_Task brief_
Across the records that follow, how many lines contain the string "strtolower"? Answer with the number only.

_Given data_
PR #213, opened 2015-06-19
Fix spaces bug on homestead install

svpernova09:
If the path contains a space, vagrant would choke on mounting the shared folder.

Added quotes to escape the paths and made defaultName a property so we could use that sluggified value for our paths inside the vm

### DIFF
--- a/src/InstallCommand.php
+++ b/src/InstallCommand.php
@@ -35,13 +35,13 @@ class InstallCommand extends Command
         $this->basePath = getcwd();
         $this->projectName = basename(getcwd());
 
-        $defaultName = strtolower(trim(preg_replace('/[^A-Za-z0-9-]+/', '-', $this->projectName)));
+        $this->defaultName = strtolower(trim(preg_replace('/[^A-Za-z0-9-]+/', '-', $this->projectName)));
 
         $this
             ->setName('install')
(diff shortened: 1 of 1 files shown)


andrewhood125:
Partially addressed already: c651b5980a8a4db406fda2c2a14eac9429e1269a

svpernova09:
@andrewhood125 Despite c651b59, It's still broken without these commits. Need to wrap strings with spaces in yaml

andrewhood125:
D'oh, split diff made it hard to see. I was worried that preg_replace what getting repeated. Nothing to see here. Carry on.

taylorotwell:
This doesn't seem correct. We shouldn't be using $this->defaultName as a folder mapping because it's not always going to be an actual folder, especially if invalid characters were converted to dashes.

svpernova09:
The only path that has to be real on the host system is the Folder: Map: path. That still uses ```$this->basePath``` and for the mapping of that path to inside the vagrant, we use ```$this->defaultName```

Example:

image

Yields:

image

taylorotwell:
Ah yeah that's true heh. I'll merge when I get home

taylorotwell:
I renamed this command to `local`.

`php vendor/bin/homestead local`.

_The answer_
2